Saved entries
================
PR #1510, opened 2026-09-17
fix(recall): a day named as session_search's until is the whole day

kevin9327:
## What changed

`server/recent-work.ts` gains `parseUntil()`, and the `/api/internal/session-search` route uses it for `until` instead of `parseSince`. A value that names a day now closes the window on that day's last instant; everything else is untouched.

Base commit: `897b21bbf3192b693088eed1b6d7608a4e0d7baa`.

## Why

`since` and `until` were both read by `parseSince`, which resolves a day name or a bare date to that day's **first** instant. The range clause is `m.at >= since AND m.at <= until`, so `until: "2026-09-16"` cuts the window off at 00:00:00.000 that morning — the day it names is almost entirely outside it.

The obvious way for a bot to ask what happened on one day is therefore an empty window:

```
session_search {"since": "today", "until": "today"}
→ "Nothing of yours is there since today until today — no message in any of your conversations in that window."
```

Nothing distinguishes that from a day on which nothing happened, so the bot reports a full day of work as no work. `since: "2026-09-14", until: "2026-09-16"` has the same shape: the 16th is silently missing.

Only the three forms that name a day are stretched — `today`, `yesterday`, `YYYY-MM-DD`. A span (`24h`, `3d`, `2w`), an epoch, and a date with a clock time (`2026-09-15 09:00`) still mean the exact instant they name, so `until` as a cursor keeps working. `since` is not touched: the first instant of a day is already what it should mean.

I left the tool's `until` description (`"Only messages up to this time; same forms as since."`) as it is, since it stays true — happy to spell the day rule out there too if you'd prefer.

## How it was verified

Windows 11, Node 24, pnpm 10.33.0.

`server/index.test.ts` — the existing `session_search by time` route test now also asks for one named day at both ends. Fails on unmodified `main` (test changes only):

```
FAIL  server/index.test.ts > bot memory API > session_search by time lists the bot's recent messages, its rooms included, and only its own
AssertionError: expected false to be true // Object.is equality
 ❯ server/index.test.ts:9188:134
    9187|       const oneDay = (await (await search({ since: "today", until: "today" })).json()) …
    9188|       expect(oneDay.hits.map(…).some((text) => text.includes("Please reconcile the September invoices"))).toBe(true);
```

`server/recent-work.test.ts` — two unit tests for `parseUntil`: the day forms close on 23:59:59.999 local, and spans / epochs / explicit clock times are returned unchanged. Both changed lines (`parseUntil`'s body and the route's call) run in those tests.

Suites touching this code, against a baseline on unmodified `main`:

| | baseline | with change |
| --- | --- | --- |
| `vitest run server/recent-work.test.ts server/index.test.ts` | 233 passed, 1 skipped | 235 passed, 1 skipped |

`pnpm typecheck` and `pnpm lint` both clean, same as the baseline. The full `pnpm test` (~30 min) was not run here, so that checkbox is left unticked.

## Screenshots (UI changes)

None — server-side only.

## Checklist

- [ ] `pnpm typecheck` and `pnpm test` pass locally — `pnpm typecheck`, `pnpm lint` and the affected vitest suites pass; the full `pnpm test` was not run

## Summary by CodeRabbit

- **Bug Fixes**
  - Improved session search date filtering so named days such as “today,” “yesterday,” and specific calendar dates include the entire day.
  - Corrected upper-bound date handling to include events through 11:59:59.999 PM on the selected day.
  - Preserved precise behavior for explicit times, date ranges, and epoch values.


milind-soni (approved):
Reviewed the focused diff and updated with current main to include the existing browser/iOS fixture repairs. Independently ran isolated HTTP regressions on the updated head: whole-day recall search plus date-boundary tests pass. No live user data touched. Merge remains conditional on required CI.

milind-soni:
The refreshed head e76e6602 is locally qualified: 5 focused recall tests pass, including a real isolated HTTP search. Normal auto-merge is enabled subject to required CI.

PR #1514, opened 2026-09-18
fix(comms): name the person who sent a message, not the workspace profile

milind-soni:
Came out of "where did Milind come from?" — a Chief relayed a teammate question to another bot as *"Milind ne pucha hai"*, naming someone who hadn't sent it. The receiving bot then answered the wrong question, and the Chief relayed that back.

## The cause

**The server authenticates per person but attributed per workspace.**

A session carries real identity — `email`, and the device `label` chosen while pairing ([sessions.ts:88-97](server/sessions.ts#L88-L97)) — and a workspace can hold many people (`signIn.admins` / `signIn.members`, plus every paired device).

But `WireMessage` had no human sender. The only `from` is `{ botId, name, color }`, for bots ([wire.ts:304](shared/wire.ts#L304)). So every user turn rendered as `${cfg.profile.name}:` ([index.ts:7749](server/index.ts#L7749)), and rooms stated it outright:

> Room members: …, and **&lt;name&gt;** (the human).

Everyone collapsed into whoever Settings named. Bots address the wrong person, relay their questions under someone else's name, and write memories about work that person never did. On a shared or hosted instance that's a privacy problem as much as a cosmetic one — and it's invisible to the people involved, because the bot is faithfully repeating what the harness told it.

Worth noting the relay wrapper itself was always correct — `peerMessageText` names the *sending bot* and says "not from your user". The wrong name came from the transcript the Chief was reading.

## The change

User messages now record who sent them; the transcript and the exported markdown render that instead of the profile name.

**Loopback stays unstamped on purpose.** It's the desktop owner by design, so a single-user setup reads exactly as it does today — as does every message written before this existed. The field is optional and `Message = WireMessage` has no projection guard, so this is backwards compatible both ways.

Covered: the direct send, a room send, and **steering into a running turn**. That last one appends on its own path and was the gap this PR's first draft missed — the test caught it, because the owner's message came back `steered: true` and my "owner is unstamped" assertion had been passing for the wrong reason.

## Not covered (deliberately)

Queued sends that drain later still fall back to the profile name. Their queue records are durable and live in another module, so threading identity through them is a follow-up rather than a quiet half-change.

The room roster line still names the profile owner. Listing actual people there wants the same follow-up.

## Verification

- `tsc -b`, `tsc -p tsconfig.server.json`, `oxlint --deny-warnings` clean.
- New e2e test in the real isolated-server harness: pairs a device the way a phone does, sends as that person, steers as that person, and sends as the owner against a *second* bot so the owner's message cannot be folded into the first turn.
- Mutation-checked three ways — never stamping, stamping the owner too, and dropping the steered stamp each fail the test.

## Summary by CodeRabbit

* **New Features**
  * Messages sent from paired devices now display the paired person’s name.
  * Sender attribution is preserved while steering active conversations and in transcript or Markdown exports.
  * Desktop owner messages continue to use the existing profile attribution.
  * Messages without paired-device attribution continue to display the profile name.


milind-soni:
Follow-up commit: the new test now cleans up after itself.

It started real fixture turns and left two bots and a paired session alive. This suite shares one isolated server, so that showed up as *other* tests failing much later — the local run went from the usual handful of flakes to 27 failures, in tests nowhere near this change. It now interrupts and deletes both bots and revokes the session in a `finally`.

Worth recording what the local numbers actually say, since `server/index.test.ts` is unstable on my machine and I don't want the CI result read against a bad baseline:

| run | failures |
|---|---|
| clean `main`, no changes | **6** |
| this branch, my test skipped | 8 |
| this branch, test without cleanup | **27** |
| this branch, test with cleanup | 8 |

Each run fails a different, barely-overlapping set — including on unmodified `main` — so the 6–8 band is environmental here (this machine has been running heavy suites all session), while the 27 was a genuine regression from the missing cleanup, and it's gone.

The targeted verification is the part I'd trust: the new test passes on its own, and all three mutations still fail it (never stamping, stamping the owner too, dropping the steered stamp). CI is the authority on the rest.

PR #1515, opened 2026-09-18
test(server): poll the fake CLI dump until its JSON is whole

bradhallett:
## Problem

Four tests in server/index.test.ts waited for the fake CLI dump with an existsSync poll and then read it with JSON.parse(readFileSync(...)). On a loaded CI runner the file can be observed before its JSON is fully written, so the parse throws a syntax error and the test fails — most recently the standing-instructions (soul) test at index.test.ts:6464.

## Change

Convert the four remaining sites to the file's existing readJsonFileWhenReady helper (bounded parse-poll, 15s, matching the adjacent already-converted sites):

- mounts the verification skill into a real turn
- injects the bot's standing instructions (soul) into a real turn
- re-enters setup mode for a configured bot on /setup
- never lets an out-of-band SOUL.md edit reach the prompt

The existence-only polls that never read the file are unchanged.

## Verification

- pnpm typecheck
- the four touched tests pass; the rest of the suite is unaffected

## Summary by CodeRabbit

- **Tests**
  - Improved test reliability when waiting for generated configuration data.
  - Tests now wait for valid JSON content before continuing, reducing failures caused by partially written files.
  - Extended the wait period for slower environments and preserved validation of skill setup, standing instructions, setup flows, and SOUL.md behavior.


milind-soni (approved):
Reviewed the focused diff and updated with current main to include the existing browser/iOS fixture repairs. Independently ran isolated HTTP regressions on the updated head: all five matched skill/soul/setup prompt integration tests pass. No live user data touched. Merge remains conditional on required CI.

bradhallett:
CI note: the two vitest failures on the updated head (`thread-aware-bots.e2e.test.ts`, capacity 1 and capacity 2) reproduce on `main` itself — run 35598240945 for e87f4880 fails the same two tests with the same assertion (`expected 'Hand the pull requests to QA.' to contain 'Your downstream room requests have se…'`). This branch's diff against `main` is only the `server/index.test.ts` dump-poll hardening, so these failures look inherited from `main`, not caused here.

bradhallett:
Follow-up on the inherited failures documented above: no fix was in progress upstream, so I opened #1613 with a test-only fix.

Root cause is #1610 (80acbc3b): a source waiting on teammate results is now idle (`waitingForTeammates: true`) instead of busy, and accepted handoffs dispatch immediately instead of waiting for the source turn to end. `thread-aware-bots.e2e.test.ts` still assumed `busy === false` meant the resumed review turn had finished (line 407-408, both capacity tests), and the deleted-destination test raced the immediate dispatch when deleting the queued task (the Windows-only 409).

#1613 waits for actual settlement in both capacity tests and holds the recipient's single thread slot so the deleted destination is deterministically queued. The full file passes 10/10 locally; typecheck and lint are clean.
================
*Work to be completed:* Using the entries above, output exactly the lines between the line holding "Convert the four" and the line holding "- mounts the", end lines included, and nothing more.

*Task solution:*
Convert the four remaining sites to the file's existing readJsonFileWhenReady helper (bounded parse-poll, 15s, matching the adjacent already-converted sites):

- mounts the verification skill into a real turn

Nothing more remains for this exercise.